I nodded. “I, uh, broke Elikah’s favorite cup.” I tried to explain the marks.

“You look a little young for marriage and a little old for a strappin’.” She handed the dress in to me and closed the door.

I took the solid green dress with the white collar. It was cotton and cool, but not as carefree as the yellow one. Olivia hadn’t said so, but the yellow made me look my age. Young. But there were plenty of girls sixteen who were married and starting families. My own mama had married at fifteen, then given birth to me just after she turned sixteen. She was young, but she said she never regretted those years with Daddy. I remembered him some, sitting at the table in his engineer’s cap and his large hands seamed by coal. I was seven when he was killed. The next year Mama took up with Jojo. The railroad was going to put us out of the house, and even though she did washing and ironing for some of the railroad officials, she couldn’t make enough to pay the rent and feed four kids. It was Jojo or starvation, she said, and she made the choice.

When Elikah came home for dinner, I showed him the dress. He made me turn around and pin my hair up and then he grinned. He told me to go back and get some decent shoes that didn’t make me look like I lived on a pig farm and had to wade through mud every day. He also told me to buy some underthings and described what he wanted. He was still grinning when he asked if I wanted him to write down a list.

Instead of going back to Gordon’s after I washed the dishes, I slipped out the back and cut across the train yard to go to the McVays’. It was hotter than blue blazes on the hard-packed dirt road, but my mind was whirling along as fast as my feet.

What had the doctor said about Duncan?
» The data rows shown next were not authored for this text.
PR #625, opened 2022-09-07
Use buildkite to test the GPU support

amontoison:
:crossed_fingers:

### DIFF
--- a/.buildkite/pipeline.yml
+++ b/.buildkite/pipeline.yml
@@ -1,0 +1,65 @@
+steps:
+  - label: "Nvidia GPUs -- CUDA.jl"
+    plugins:
+      - JuliaCI/julia#v1:
+          version: 1.8
+    agents:
+      queue: "juliagpu"
+      cuda: "*"
+    command: |
+      julia --color=yes --project -e '
+      using Pkg
+      Pkg.add("CUDA")
+      Pkg.instantiate()
+      include("test/gpu/nvidia.jl")'
+    timeout_in_minutes: 30
+
+  - label: "AMD GPUs -- AMDGPU.jl"
+    plugins:
+      - JuliaCI/julia#v1:
+          version: 1.8
+    agents:
+      queue: "juliagpu"
+      rocm: "*"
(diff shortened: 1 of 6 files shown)


amontoison:
Krylov.jl works with all GPUs supported by Julia :tada: 

We just need to change some BLAS1 functions.
My main issue is to find a generic implementation for the dot product...
The generic implementation `reduce(+, map((xᵢ,yᵢ) -> conj(xᵢ) * yᵢ, x, y))` allocates a vector to store `conj(x) .* y` and we want to avoid it.
For the norm we can do `sqrt(mapreduce(abs2, +, x))`, which is exactly what we need.

dpo:
> My main issue is to find a generic implementation for the dot product...
The generic implementation reduce(+, map((xᵢ,yᵢ) -> conj(xᵢ) * yᵢ, x, y)) allocates a vector to store conj(x) .* y and we want to avoid it.

Why is that necessary? Do `x'y` and `dot(x, y)` not work on GPU?

> For the norm we can do sqrt(mapreduce(abs2, +, x)), which is exactly what we need.

It's unfortunately a simplistic implementation of the norm though, that's more prone to overflow. A typical implementation first scaled x by `maximum(abs.(x))`, then sums the squares (ideally from smallest to largest in absolute value), then scales back.

amontoison:
`x'y` calls `dot(x, y)` and it's not always implemented. `CUDA.jl` and `AMDGPU.jl` have their own BLAS but the BLAS of `oneAPI.jl` (oneMKL) is not interfaced.

amontoison:
@dpo `norm`, `axpy!` and `axpby!` have already generic implementations for GPUs:
https://github.com/JuliaGPU/GPUArrays.jl/blob/master/src/host/linalg.jl#L376-L408
https://github.com/JuliaGPU/GPUArrays.jl/blob/master/src/host/linalg.jl#L447-L450

The macro `@code_warntype` is very useful to find which routine is called!
We just need to add `dot` in [GPUArrays.jl](https://github.com/JuliaGPU/GPUArrays.jl).

PR #628, opened 2022-09-09
Update workflows

amontoison:


amontoison:
Let's see if the comment for breakages is updated :crossed_fingers:

tmigot:
Why did you remove the CompatHelper?

amontoison:
It was a mistake @tmigot.

This PR needs to be merged for the changes take effect since GHA only considers workflow file on the default branch for `workflow_run` event.

PR #645, opened 2022-09-29
Support PartitionedVectors in `to_boundary`

paraynaud:
@amontoison, I replaced `Vector{T}` by `AbstractVector{T}` to support `PartitionedVectors`.
What do you think?


paraynaud:
Nevermind, I just saw the conflict in `krylov_utils.jl`, the current `to_boundary` should work!

Issue #564, opened 2022-04-24
Warm start


amontoison:
### Krylov methods

- [ ] CG
- [ ] CR
- [ ] SYMMLQ
- [ ] CG-LANCZOS without shifts
- [ ] CG-LANCZOS with shifts
- [ ] MINRES (#562)
- [ ] MINRES-QLP
- [ ] DQGMRES
- [ ] DIOM
- [ ] GMRES
- [ ] FOM
- [ ] USYMLQ
- [ ] USYMQR
- [ ] TRICG
- [ ] TRIMR
- [ ] TRILQR
- [ ] CGS
- [ ] BICGSTAB
- [ ] BILQ
- [ ] QMR
- [ ] BILQR
- [ ] CGLS
- [ ] CRLS
- [ ] CGNE
- [ ] CRMR
- [ ] LSLQ
- [ ] LSQR
- [ ] LSMR
- [ ] LNLQ
- [ ] CRAIG
- [ ] CRAIGMR
- [ ] GPMR

amontoison:
CG-LANCZOS-SHIFT can't be warm-started because if we want to solve `(A + λᵢI)xᵢ = b` with `xᵢ = x₀ + Δxᵢ` then we will need a different right-hand side for each `λᵢ`:
```julia
(A + λᵢI)Δxᵢ = b - (A + λᵢI)x₀
```

PR #647, opened 2022-10-03
add imput and output arguments in all docstrings

amontoison:
I will add a `#### Optional argument(s)` section when #564 will be closed.
The final goal is to also add `#### Keyword arguments` and `#### Stopping conditions` in all docstrings such that we can do a release 1.0.

### DIFF
--- a/src/bicgstab.jl
+++ b/src/bicgstab.jl
@@ -24,7 +24,7 @@ export bicgstab, bicgstab!
 `T` is an `AbstractFloat` such as `Float32`, `Float64` or `BigFloat`.
 `FC` is `T` or `Complex{T}`.
 
-Solve the square linear system Ax = b using BICGSTAB.
+Solve the square linear system Ax = b of size n using BICGSTAB.
 BICGSTAB requires two initial vectors `b` and `c`.
 The relation `bᴴc ≠ 0` must be satisfied and by default `c = b`.
 
--- a/src/bicgstab.jl
+++ b/src/bicgstab.jl
@@ -53,12 +53,12 @@ and `false` otherwise.
 
 #### Input arguments
 
-* `A`: a linear operator that models a matrix of dimension n.
+* `A`: a linear operator that models a matrix of dimension n;
 * `b`: a vector of length n.
 
 #### Output arguments
 
-* `x`: a dense vector of length n.
+* `x`: a dense vector of length n;
 * `stats`: statistics collected on the run in a [`SimpleStats`](@ref) structure.
 
 #### References
--- a/src/bicgstab.jl
+++ b/src/bicgstab.jl
@@ -51,6 +51,16 @@ where `kwargs` are the same keyword arguments as above.
 The callback is called as `callback(solver)` and should return `true` if the main loop should terminate,
 and `false` otherwise.
 
+#### Input arguments
+
+* `A`: a linear operator that models a matrix of dimension n.
+* `b`: a vector of length n.
+
+#### Output arguments
+
+* `x`: a dense vector of length n.
+* `stats`: statistics collected on the run in a [`SimpleStats`](@ref) structure.
+
 #### References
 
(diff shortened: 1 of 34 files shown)


src/bicgstab.jl
```diff
@@ -51,6 +51,16 @@ where `kwargs` are the same keyword arguments as above.
 The callback is called as `callback(solver)` and should return `true` if the main loop should terminate,
 and `false` otherwise.
 
+#### Input arguments
+
+* `A`: a linear operator that models a matrix of dimension n.
```
dpo, line 56:
```suggestion
* `A`: a linear operator that models a matrix of dimension n;
```

dpo: I don't see where n is defined.

src/bicgstab.jl
```diff
@@ -51,6 +51,16 @@ where `kwargs` are the same keyword arguments as above.
...
+* `b`: a vector of length n.
+
+#### Output arguments
+
+* `x`: a dense vector of length n.
```
dpo, line 61:
```suggestion
* `x`: a dense vector of length n;
```

src/bicgstab.jl
amontoison: `n` is not a parameter but I use it to say that the solution is of length `n` in the docstring.
When we have multiple solution, which is the case for `TriCG`, `TriMR` or `GPMR`, it helps to give the length of output vectors.

dpo: I know but n doesn't seem to be defined in the docstring. It should say somewhere that Ax=b is a system of size n.

dpo:
> Is there a reason why you use `####` instead of just `#`?

The font size would be obnoxiously large in the docs.

src/cgls.jl
```diff
@@ -42,7 +42,7 @@ Solve the regularized linear least-squares problem
 
     minimize ‖b - Ax‖₂² + λ‖x‖₂²
 
-using the Conjugate Gradient (CG) method, where λ ≥ 0 is a regularization
+of size n × m using the Conjugate Gradient (CG) method, where λ ≥ 0 is a regularization
```
dpo, line 45: m x n

src/gpmr.jl
```diff
@@ -27,7 +27,7 @@ GPMR solves the unsymmetric partitioned linear system
     [ λI   A ] [ x ] = [ b ]
     [  B  μI ] [ y ]   [ c ],
 
-where λ and μ are real or complex numbers.
+of size (n+m) × (n+m) where λ and μ are real or complex numbers.
```
dpo, line 30: give the size of A and B instead

dpo (changes requested):

src/cgls.jl
amontoison: Do you want to use `m x n` when `A` has more rows than columns or when A is rectangular?

dpo: You grab `m, n` as the size of A : https://github.com/JuliaSmoothOptimizers/Krylov.jl/pull/647/files/a2e5796af0bdee8d225347cbd9f984fd554a72c2#diff-695bcdad4090fc22200b17203cb5318c0aa0f12e11a6ecdc048ea445ce5a22f1R96

But yes, a matrix is always m x n :-)

src/gpmr.jl
amontoison: What do you think of:
```
Given matrices `A` of dimension m × n and `B` of dimension n × m,
GPMR solves the unsymmetric partitioned linear system

    [ λIₘ   A  ] [ x ] = [ b ]
    [  B   μIₙ ] [ y ]   [ c ],

of size (n+m) × (n+m) where λ and μ are real or complex numbers.
```
and
```
Given a matrix `A` of dimension m × n, TriCG / TriMR solves the symmetric linear system

    [ τE    A ] [ x ] = [ b ]
    [  Aᴴ  νF ] [ y ]   [ c ],

of size (n+m) × (n+m) where τ and ν are real numbers, E = M⁻¹ ≻ 0, F = N⁻¹ ≻ 0.
```
?

PR #306, opened 2025-04-13
Add version, version logging, and version endpoint

3rob3:
There is currently no way to see backend version number. This will add it to log and also expose an endpoint that can be checked via a client if ever required.

### DIFF
--- a/ImmichFrame.WebApi/Controllers/ConfigController.cs
+++ b/ImmichFrame.WebApi/Controllers/ConfigController.cs
@@ -23,5 +23,15 @@ namespace ImmichFrame.WebApi.Controllers
         {
             return (WebClientSettings)_settings;
         }
+        [HttpGet("version")]
+        public IActionResult GetVersion()
+        {
+            var version = System.Reflection.Assembly
+                .GetExecutingAssembly()
+                .GetName()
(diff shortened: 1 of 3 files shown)


ImmichFrame.WebApi/Controllers/ConfigController.cs
```diff
@@ -23,5 +23,15 @@ public WebClientSettings GetConfig(string clientIdentifier = "")
         {
             return (WebClientSettings)_settings;
         }
+        [HttpGet("GetVersion")]
+        public IActionResult GetVersion()
```
JW-CH, line 27: Can you return a string instead of a ActionResult?

JW-CH (changes requested):

ImmichFrame.WebApi/Controllers/ConfigController.cs
3rob3: Sure, makes more sense. Done

JW-CH:
Probably a TODO: Add some kind of version file to not have to set this multiple times in code.

3rob3:
it is kind of annoying, but you should only need to set it in "ImmichFrame.WebApi.csproj". I was trying to think of a way that pushing a tag also sets this value.

PR #307, opened 2025-04-14
don't show archived assets

### LINKED ISSUE #304: Don't show archived assets
### Description

Option (or hardcode) to not show archived assets even if they belong to an album that's picked to display.

immich-kiosk has this option: `show_archived: false # Allow assets marked as archived to be displayed`

### Use Case

Album management in immich is still very primitive, so we're forced to use the Archive for many things.
See: https://github.com/immich-app/immich/discussions/17069

### Details

_No response_

### Pre-Submission Checklist

3rob3:
Closes #304 

I'm not real confident on this one, feel free to reject.
Also, why do we have "WithPeople = true" in LoadRandomAssets? That doesn't seem right.


VelocityRa:
Why closed? 👀

3rob3:
This PR conflicted with another, more complex PR. Once that one is merged I will redo these changes.

> Why closed? 👀

PR #308, opened 2025-04-14
Feat: Rating (Stars) Filter

### LINKED ISSUE #303: Add Feature to filter by star rating
### Description

Similar to #249 but for a star rating, which is a bit more granular - nice to have feature

### Use Case

e.g rating=3 would filter to all pictures which has 3 or more stars. as far I know -1 is all without stars. 

### Details

https://immich.app/docs/api/search-smart/

### Pre-Submission Checklist

JW-CH:
Closes #303


JW-CH:
@3rob3 FYI: The immich-api filtering only returns assets where the rating (stars) is the exact same as the one you are looking for.

Meaning:
Searching for assets with a rating of 4 will only return ones with a 4 and none with a higher rating. Maybe this is a bug? I implemented it in the same way for now.

Bierchermuesli:
very nice. Many thanks for this quick implementation. Code looks nice and simpler than I thought 

Maybe a Bug or just not foreseen. maybe a dedicated operator `eq, ge, le...` would make sens in their api?

docker/Settings.example.json
```diff
@@ -7,6 +7,7 @@
   "DownloadImages": false,
   "ShowMemories": false,
   "ShowFavorites": false,
+  "Rating": 5,
```
3rob3, line 10: Need this in example.env also

3rob3 (changes requested):
Looks good other than my one comment (example.env)

JW-CH:
> very nice. Many thanks for this quick implementation. Code looks nice and simpler than I thought
> 
> Maybe a Bug or just not foreseen. maybe a dedicated operator `eq, ge, le...` would make sens in their api?

I'd say so, a dedicated operator would be great. I'll ask when I find a minute.

JW-CH:
Created a discussion (feature request) on the immich repo: https://github.com/immich-app/immich/discussions/17616

PR #312, opened 2025-04-21
isArchived setting and implementation

### LINKED ISSUE #304: Don't show archived assets

3rob3:
closes #304


ImmichFrame.Core/Logic/ImmichFrameLogic.cs
```diff
@@ -344,7 +344,10 @@ private async Task<IEnumerable<AssetResponseDto>> GetPeopleAssets()
                                 WithExif = true,
                                 WithPeople = true
                             };
-
+                            if (!_settings.ShowArchived)
+                            {
+                                metadataBody.IsArchived = false;
```
JW-CH, line 349: Why not ` metadataBody.IsArchived = _settings.ShowArchived`?

ImmichFrame.Core/Logic/ImmichFrameLogic.cs
```diff
@@ -460,6 +463,11 @@ private async Task<bool> LoadRandomAssets()
                         WithExif = true,
                         WithPeople = true,
                     };
+                    
+                    if (!_settings.ShowArchived)
+                    {
+                        searchBody.IsArchived = false;
```
JW-CH, line 469: Same as other comment.

ImmichFrame.Core/Logic/ImmichFrameLogic.cs
3rob3: Because if setting is true, you will ONLY get back archived photos (instead of both regular and archived). Therefore you need to only include it if it's false. It's confusing, and I also expect this could change on Immich side. That's why I originally just hard coded it to false with no setting.

PR #317, opened 2025-04-24
Feat: Rework Backend, decouple

JW-CH:
- Decouple Weather Logic
- Decouple Calendar Logic
- New Implementation of the ImmichFrame backend
- Add Cache class
- Sanitize user identifier in log/webhook

### DIFF
--- a/ImmichFrame.Core/Interfaces/IImmichFrameLogic.cs
+++ b/ImmichFrame.Core/Interfaces/IImmichFrameLogic.cs
@@ -1,12 +1,11 @@
 ﻿using ImmichFrame.Core.Api;
-using OpenWeatherMap;
 
 namespace ImmichFrame.Core.Interfaces
 {
     public interface IImmichFrameLogic
     {
         public Task<AssetResponseDto?> GetNextAsset();
-        public Task<List<AssetResponseDto>> GetAssets();
+        public Task<IEnumerable<AssetResponseDto>> GetAssets();
         public Task<(string fileName, string ContentType, Stream fileStream)> GetImage(Guid id);
         // public Task AddAssetToAlbum(AssetResponseDto assetToAdd);
         // public Task DeleteAndCreateImmichFrameAlbum();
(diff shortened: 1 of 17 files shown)


ImmichFrame.Core/Logic/OptimizedImmichFrameLogic.cs
```diff
@@ -21,19 +21,314 @@ public void Dispose()
         _httpClient.Dispose();
     }
 
-    public Task<List<AssetResponseDto>> GetAssets()
+    private Queue<AssetResponseDto> _assetQueue = new();
+    private bool _isReloadingAssets = false;
+
+#pragma warning disable CS1998 // Async method lacks 'await' operators and will run synchronously
+    public async Task<AssetResponseDto?> GetNextAsset()
```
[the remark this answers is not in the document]
JW-CH: Yes, thank you :)

JW-CH:
@3rob3 I added the [action] to the webapi-endpoints.

This will break the app
You need to call
- `/api/Asset/GetRandomImageAndInfo` instead of `/api/Asset/RandomImageAndInfo`
- `api/Config/GetConfig` instead of `api/Config`
- `api/Weather/GetWeather` instead of `api/Weather`

Is this a NO-GO?

ImmichFrame.Core/Interfaces/IImmichFrameLogic.cs
```diff
@@ -1,18 +1,15 @@
...
+        public Task<IEnumerable<AssetResponseDto>> GetAssets();
+        public Task<AssetResponseDto> GetAssetInfoById(Guid assetId);
         public Task<(string fileName, string ContentType, Stream fileStream)> GetImage(Guid id);
-        public Task AddAssetToAlbum(AssetResponseDto assetToAdd);
-        public Task DeleteAndCreateImmichFrameAlbum();
-        public Task<List<IAppointment>> GetAppointments();
-        public Task<IWeather?> GetWeather();
-        public Task<IWeather?> GetWeather(double latitude, double longitude, OpenWeatherMapOptions Options);
+        // public Task AddAssetToAlbum(AssetResponseDto assetToAdd);
+        // public Task DeleteAndCreateImmichFrameAlbum();
```
3rob3, line 12: Not that it is necessary for this PR, but I say we just remove anything to do with this now obsolete feature. I never liked my original implementation anyway.

JW-CH: Sounds good to me

3rob3 (approved):
LGTM. I tested with Android and Android widgets also.

PR #333, opened 2025-05-05
ImageFill

### LINKED ISSUE #300: Request: Enhanced zoom settings (possibility to stretch to frame size from the start)
### Description

I love the transition effect between photos and also the gradual zooming, but I would like the picture to fill the frame from the start, without any blurry or black bars.

### Use Case

The original frame software offers a very slight gradual zoom, the pictures already fill the screen when the zoom process starts and are just zoomed into ever so slightly, which creates a very elegant effect and makes the whole frame less boring to look at. I would love to be able to have this implemented alongside the great zoom feature that is already there. My photos have a very high resolution and even if they fill the frame at the beginning, they could still easily be zoomed into. Having blurry bars might be nice for smartphone pictures, but I have a digital camera that produces high-quality pictures and I feel they would look much nicer that way.
If this is considered to be a duplicate of [Issue 267](https://github.com/immichFrame/ImmichFrame/issues/267), simply close my request.

### Details

_No response_

### Pre-Submission Checklist

3rob3:
Implement ImageFill setting (replaces unused ImageStretch). If true will fill available space without distortion.

This will need to be implemented on Android Frameo and Apple TV separately.

Closes #300

### DIFF
--- a/immichFrame.Web/src/lib/components/elements/asset-info.svelte
+++ b/immichFrame.Web/src/lib/components/elements/asset-info.svelte
@@ -53,7 +53,7 @@
 	let availablePeople = $derived(asset.people?.filter((x) => x.name));
 </script>
 
-{#if showPhotoDate || showPhotoDate || showImageDesc || showPeopleDesc}
+{#if showPhotoDate || showLocation || showImageDesc || showPeopleDesc}
 	<div
 		id="imageinfo"
 		class="immichframe_image_metadata absolute bottom-0 right-0 z-100 text-primary p-1 text-right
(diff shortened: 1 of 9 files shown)


immichFrame.Web/src/lib/components/elements/asset-info.svelte
```diff
@@ -53,7 +53,7 @@
 	let availablePeople = $derived(asset.people?.filter((x) => x.name));
 </script>
 
-{#if showPhotoDate || showPhotoDate || showImageDesc || showPeopleDesc}
+{#if showPhotoDate || showLocation || showImageDesc || showPeopleDesc}
```
JW-CH, line 56: Thanks for this copy and paste fix :P

JW-CH (approved):

PR #339, opened 2025-05-07
Feat: Fetch asset metadata for images without people

JW-CH:
immich does not return people data when using the filtering for albums. This change (pre)fetches this data. This will result in e.g. people being displayed if you have an album filter active.


3rob3:
👍

PR #346, opened 2025-05-09
Clock update fix

### LINKED ISSUE #345: Clock display only updates when image refreshes
### Version

v1.0.24.0 and Client:V39

### Deployment Method

SSA Photo Frame (similar to frameo I suppose)

### Description

I have set the refresh interval to 3600 (1 hour), and I noticed that the time (clock) on the frame only updates when the image is refreshed — in this case, once per hour. When I changed the interval to 2 minutes, the time updates every 2 minutes accordingly.

It seems the time is tied to the image refresh cycle.
Is it possible to have the time update every minute independently of the image refresh? Ideally, the clock would stay accurate without requiring a full image reload.

### Reproduction

Change the image refresh interval, and notice that the clock update also follows that same interval

### Expectations

Clock updates should be frequent - at least once a minute

### Configuration

```xml

```

### Logs

```shell
I dont see any particular logs
```

### Pre-Submission Checklist

- [x] This is a bug report and not a feature request

- [x] I have provided all of the required information to reproduce the bug (config, logs, etc.)

3rob3:
writeable for time
Closes #345

### DIFF
--- a/immichFrame.Web/src/lib/components/elements/clock.svelte
+++ b/immichFrame.Web/src/lib/components/elements/clock.svelte
@@ -1,40 +1,50 @@
 <script lang="ts">
 	import * as api from '$lib/index';
-	import { onMount } from 'svelte';
+	import { onMount, onDestroy } from 'svelte';
 	import { format } from 'date-fns';
 	import * as locale from 'date-fns/locale';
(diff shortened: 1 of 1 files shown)


JW-CH:
#350 uses the rune mode of svelte, closing this

PR #356, opened 2025-05-15
Feat: Display more details

### LINKED ISSUE #242: Add a button to show QR code and Exif info
### Description

ImmichKiosk has an option to add a QR code. It would also be nice to show the Exif info. (lens info)

### Use Case

Provides more info to users and guests. 

### Details

The user will press a button to show a QR code and exif info (mm, apeture etc)

### Pre-Submission Checklist

JW-CH:
- Basic implementation of a 'more details'/'info' page
- QR-Code takes the base URL from the existing `ImmichServerUrl`
- Image overlay hides the action overlay (<, | |, >)
- Can be closed via the 'x' top right
- Shortcut 'i' to open/close the info overlay

To-do: Implement in client? (Shortcut and for android TV remotes) (cc @3rob3 )

Closes #242

### DIFF
--- a/ImmichFrame.Core/Interfaces/IClientSettings.cs
+++ b/ImmichFrame.Core/Interfaces/IClientSettings.cs
@@ -7,6 +7,7 @@
 
     public interface IClientSettings
     {
+        public string ImmichServerUrl { get; set; }
         public string Margin { get; set; }
         public int Interval { get; set; }
         public double TransitionDuration { get; set; }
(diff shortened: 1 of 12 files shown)


3rob3:
> > Do you think we should trigger a Pause when the info is being shown?
> 
> Yes. To scan the QR etc. We could resume play on closing. (Hit the shortcut 'i' does that)

Oh, your doing that already. I was suggesting we pause because i didn't see it.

They had come back sometime during the night to leave the gift on the swing. The more I thought about it, the more I was certain JoHanna had put Will up to doing it. He wouldn’t have thought to buy something like that on his own. No man did. It was too much what I would have picked out myself, and men never thought that way. JoHanna had done it and then put Will up to signing his name so that I’d … what? Keep it? I hadn’t been able to think anymore along those lines because I didn’t know how to pursue it. In my experience, grown-ups did things to get something they wanted. But what could JoHanna and Will want from me? I had nothing to give them.

The homestead came into view. I stopped to look for two things—Will’s red car and that damned rooster. My hand still burned when I washed dishes, the lye soap eating at the open area. It was healing without any infection, but I didn’t want to risk another encounter with Pecos.

The red car was gone, but JoHanna was at the clothesline, bringing in the wash before the afternoon thunderstorm could arrive. She was folding the towels and dropping them down into her laundry basket, her back to the road. Pecos strutted back and forth beside her, his quick little rooster head darting this way and that as if he were boxing someone.

“Mrs. McVay! JoHanna!” I called, ready to run if Pecos should move in my direction.

JoHanna turned, her hand still on the line. When she saw me, she smiled and waved me over. My hesitation was obvious. “Pecos is fine as long as I’m here.” For good measure she reached down and tucked the rooster up under her arm.

His beady black eyes drilled into me like pencil leads, but he didn’t make a squawk or ruffle a feather as I walked into the yard.

“How’s Duncan?” I could see that JoHanna had aged in the past few days.

She lifted her straw sunbonnet off her head and started to answer. I didn’t hear a word she said. Someone had butchered her hair. I knew I was standing there like a mouth-breather, but I couldn’t help it. There were places on her head where the shears had come so close it looked as though her scalp were burned, then other places where the growth was half an inch or more. Her beautiful chestnut hair was completely gone.